#### AVAILABLE DATA ####

Issue #724, opened 2026-07-16
c3 catalog: column show/hide + reorder, persisted across restarts


noonghunna:
## What

The Run-catalog table is now 14 columns (#723) — narrow terminals and per-user workflow differ, so make the column set user-configurable:

- **`[|]` hotkey** (and **clicking the table header**) opens a columns picker modal
- picker: `space` show/hide · `shift+↑/↓` reorder · `r` reset to canonical · `⏎` apply · `esc` cancel
- `slug` is pinned (identity — never hideable)
- **persisted across restarts** via `c3-settings.json` (`catalog_columns: {order, hidden}`), applied at launch through `apply_persisted_settings` (same hermetic hook as `[S]` settings, so directly-constructed apps — tests — always start canonical)
- forward-compat: when a future release ships a NEW column, a saved layout gets it inserted at its canonical position, visible — no wiped layouts

## Design notes

- Canonical column set becomes a single module-level spec (`_CATALOG_COLUMNS`) — one source for headers, row cells, and the picker.
- The modal never touches the pane (repo modal rule): it dismisses `{order, hidden}` and `CatalogPane.set_columns` applies + persists.
- `c` and `C` are taken (power-cap / lean-view); `|` reads as column bars and sits on shift+\\ next to the `[\\]` model toggle.

Follow-on to #723.

🤖 Generated with [Claude Code](https://claude.com/claude-code)

Issue #723, opened 2026-07-16
c3 catalog: add provider, weight-size, and activations columns


noonghunna:
## What

Three new columns in the c3 (serve-cockpit) Run-catalog table, placed:

| new column | position | shows |
|---|---|---|
| **provider** | before `weights` | the weights author/org (Lorbus, cyankiwi, Avesed, nvidia, ubergarm, …) |
| **GB** (weight size) | before `kv` | the artifact size in GB |
| **act** (activations) | before `spec` | the activation compute format (`16bit` today; `int8` for W4A8-class configs) |

New column order: `model · slug · provider · weights · GB · kv · act · spec · ctx · TPS (rig) · 8pk (rig) · topo · engine · status`.

## Why

- **provider**: quant provenance matters when picking a slug (recipe quality varies by author — see the NVFP4 recipe findings in #662 and the W4A8 scale-sign findings in #609), and today it's only discoverable by opening the model YAML.
- **weight size**: the download/VRAM planning number, already shown in the download flow but not at pick time.
- **activations**: the W4A16 / W4A8 / W8A8 axis became real on this stack (#609 — +52% prefill on dual-fast with int8 activations). The catalog needs to show which configs run 16-bit activations vs int8 once the W4A8 knob ships; today every slug is `16bit`, so the column starts uniform by design.

## How (traced)

- **provider + GB need no contract change**: `CatalogEntry.weights` (a `WeightsMeta`) is already joined at catalog build from `weights.py list --json` and carries `hf_repo` + `size_gb`. Provider = the org segment of `hf_repo`; size = `size_gb`. Render-only.
- **activations is a new registry facet**, following the exact `kv_format` pattern: `_entry(..., act_format="16bit")` default in `compose_registry.py` → emitted in `registry-emit.sh --json` variants → attached in `services.py::_variant_row_from_dict` via `object.__setattr__` → `_act_label()` in `app.py`. No per-entry edits needed (default covers the whole catalog); future W4A8 slugs set `act_format="int8"`.

Headers kept short (`provider`/`GB`/`act`) for narrow-terminal column budget; status stays last (emoji-width alignment rule).

🤖 Generated with [Claude Code](https://claude.com/claude-code)

PR #757, opened 2026-07-24
c3: add catalog "offload" column (weight-offload backend facet)

noonghunna:
## What

Adds a catalog **`offload`** column to c3 — the weight-offload backend a slug uses to serve a model that doesn't fit VRAM. Mirrors the `act_format` / #723-#724 facet pattern exactly.

Vocabulary:
- **`None`** — fully resident (the default; **every existing slug** → column shows `—`)
- **`uva`** — vLLM zero-copy demand-paged expert offload (GPU computes, routed experts stream over PCIe)
- **`n-cpu-moe`** — llama.cpp CPU-computed expert offload (weights stay in RAM, only activations cross PCIe)
- **`prefetch`** — vLLM bulk layer prefetch

## Why

The catalog had **no dimension to represent weight offload**. It's needed by the first offloaded model on the stack — Poolside Laguna S 2.1 (118B MoE), served via vLLM UVA expert offload on 2×3090 — where the offload backend is a load-bearing serving fact (UVA vs prefetch is a ~25× decode difference). The existing LMCache KV-offload slug can adopt the facet retroactively.

## Change (5 additive touch-points)

| File | Change |
|---|---|
| `compose_registry.py` `_entry` | new `offload=None` field (+ facet comment) |
| `registry-emit.sh --json` | emit `offload` (mirrors `act_format`) |
| c3 `services.py` | thread `offload` onto the row |
| c3 `app.py` | `_offload_label()` + `("offload","offload")` in `_CATALOG_COLUMNS` + row cell |

Every existing registry entry defaults to `offload=None`, so all 68 current slugs render `—` and nothing else moves. Backward-compatible with older emit (`""` → `—`).

## Tests

- Registry imports clean; all 68 entries carry the key.
- Emit-parity: `test-switch-registry-parity`, `test-launch-registry-parity`, `test-registry-emit-no-yaml`, `test-compose-status-drift` — green.
- c3 pytest: **248** `test_services` + `test_registry_parser`, **81** catalog/app-headless (incl. full app boot) — green.

## Not in this PR

The Laguna catalog entry itself is **held** (drafted, staged out-of-repo) pending the `67dbeda4` re-quant re-measure and the llama.cpp `--n-cpu-moe` head-to-head that decides the engine default. This PR is just the enabling column.

### DIFF
--- a/scripts/lib/profiles/compose_registry.py
+++ b/scripts/lib/profiles/compose_registry.py
@@ -60,6 +60,14 @@ def _entry(
     # its weights are positive-symmetric int4 (the c3 serve-confirm checkbox reads
     # this to offer VLLM_MARLIN_INPUT_DTYPE=int8 per-launch). #609.
     act8_capable=False,
+    # Weight-offload backend when the slug serves a model too large to fit VRAM
+    # by paging expert/layer weights to host RAM. None = fully resident (the
+    # default — every existing slug). "uva" = vLLM zero-copy demand-paged expert
+    # offload (GPU computes, weights stream over PCIe); "n-cpu-moe" = llama.cpp
+    # CPU-computed expert offload (weights stay in RAM, only activations cross
+    # PCIe); "prefetch" = vLLM bulk layer prefetch. Surfaced as the c3 catalog
+    # "offload" column. First used by the Laguna 118B-MoE offload slugs.
+    offload=None,
     chat_template="native",
     tp,
     max_ctx,
@@ -92,6 +100,7 @@ def _entry(
         "kv_format": kv_format,
         "act_format": act_format,
         "act8_capable": act8_capable,
+        "offload": offload,
         "chat_template": chat_template,
         "tp": tp,
         "pp": 1,
--- a/scripts/lib/registry-emit.sh
+++ b/scripts/lib/registry-emit.sh
@@ -670,6 +670,9 @@ for vr in _tui_registry.parse_variant_rows(tab):
             # W4A8-int8-activation capability (c3 serve-confirm checkbox, #609) —
             # True when the compose is wired + weights are positive-sym int4.
             "act8_capable": bool((COMPOSE_REGISTRY.get(d["slug"], {}) or {}).get("act8_capable")),
+            # Weight-offload backend (catalog "offload" column) — None = resident
+            # (default) / "uva" / "n-cpu-moe" / "prefetch". Laguna 118B-MoE slugs.
+            "offload": (COMPOSE_REGISTRY.get(d["slug"], {}) or {}).get("offload"),
             # Weights quant_label + FORMAT from the model profile (catalog
             # Weights column fallbacks) — see _weights_meta() above.
             "weights_quant_label": _weights_meta(
--- a/scripts/tests/test-registry-json.sh
+++ b/scripts/tests/test-registry-json.sh
@@ -74,6 +74,9 @@ VARIANT_KEYS = {
     "chat_template",
     # c3 serve-confirm W4A8 checkbox capability (#609).
     "act8_capable",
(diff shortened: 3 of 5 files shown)


noonghunna:
Reviewed. **Found and fixed one blocking regression** (pushed as `10f672c`); the column itself is sound. Two staleness notes below that don't block the merge but should be settled before the first offload slug lands.

## Blocking regression — `test-registry-json` (fixed)

`test-registry-json.sh` asserts an **exact** key set for the emitted variant JSON:

```
ASSERTION FAILED: variant keys mismatch (got [... 'offload' ...])
```

Adding `offload` to the emit without adding it to `VARIANT_KEYS` fails that test. Confirmed it's a genuine regression, not pre-existing: **PASS on pristine `origin/master`, FAIL on this branch.** It isn't in the PR description's tested list, which is presumably how it slipped — the four guards listed (`test-switch-registry-parity`, `test-launch-registry-parity`, `test-registry-emit-no-yaml`, `test-compose-status-drift`) all pass, so the emit change looked fully covered.

Worth noting for the next facet: `test-registry-json` is the only guard that pins the emit's key set exactly, so **every** `--json` contract addition must touch it. The AGENTS.md c3 note ("emit changes also need the `test-switch-registry-parity` / `test-launch-registry-parity` guards green") lists the parity guards but not this one — that's an accurate-but-incomplete instruction that will keep catching people.

## Verification after the fix

| Check | Result |
|---|---|
| Full `scripts/tests` suite (branch + master) | **84 / 0** |
| c3 `test_services` + `test_registry_parser` | **248 passed** |
| c3 `test_app_headless` (full app boot) | **568 passed** (13 min) |
| Registry import, all entries carry the key | 68 entries, 0 missing, distribution `{None: 68}` |
| Merges onto current master | clean |

So the "every existing slug renders `—` and nothing else moves" claim checks out literally — all 68 entries are `None`.

## Note 1 — `n-cpu-moe` names a flag we deliberately rejected

The vocabulary defines `n-cpu-moe` as "llama.cpp CPU-computed expert offload". But the Laguna llama.cpp config we actually settled on does **not** use `--n-cpu-moe` — it uses interleaved `-ot` regex overrides, *because* `--n-cpu-moe` generates contiguous layer overrides and therefore cannot balance two GPUs (it left one card at 3.2 GB and the other at 12 GB; `-ot` got them to 22.7 / 21.8). `--n-cpu-moe` is on the list of llama.cpp defaults that were actively wrong for this workload.

So a slug labelled `n-cpu-moe` would name the mechanism we rejected. Suggest either a flag-agnostic value (`cpu-moe`, which honestly covers both `--n-cpu-moe` and `-ot`) or an explicit `tensor-override` value, so the facet describes the offload *strategy* rather than a CLI flag we don't pass.

## Note 2 — the "Why" rationale predates the llama.cpp arm winning

The PR says Laguna is "served via vLLM UVA expert offload on 2×3090", and the held slug is `vllm/laguna-dual-uva`. That was true when this was opened, but the llama.cpp arm now **beats** vLLM UVA on decode — 31.5 TPS vs 25.4 — so the first offloaded slug may well be a llama.cpp one, and `uva` may not be the value it carries.

Doesn't affect the column (it's engine-agnostic and defaults to `None`), but the held entry's name and the PR narrative should be re-derived from the final numbers rather than the state at authoring time. Both arms are still gated on the `67dbeda4` re-measure, so nothing needs deciding yet.

## Verdict

**Mergeable now** — `MERGEABLE/CLEAN`, +28/−0, additive, fully backward-compatible with older emit (`""` → `—`). The vocabulary question is worth resolving before a slug actually adopts a non-`None` value, but it costs nothing to leave the enabling column in place meanwhile, since no entry uses it yet.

####

- HOW TO COMPLETE THIS TASK -
Retype, exactly and in full, the lines above from the one containing "-92,6 +100,7 @@" through the one containing "--- a/scripts/lib/registry-emit.sh".

- ANSWER TO THE PROBLEM -
@@ -92,6 +100,7 @@ def _entry(
         "kv_format": kv_format,
         "act_format": act_format,
         "act8_capable": act8_capable,
+        "offload": offload,
         "chat_template": chat_template,
         "tp": tp,
         "pp": 1,
--- a/scripts/lib/registry-emit.sh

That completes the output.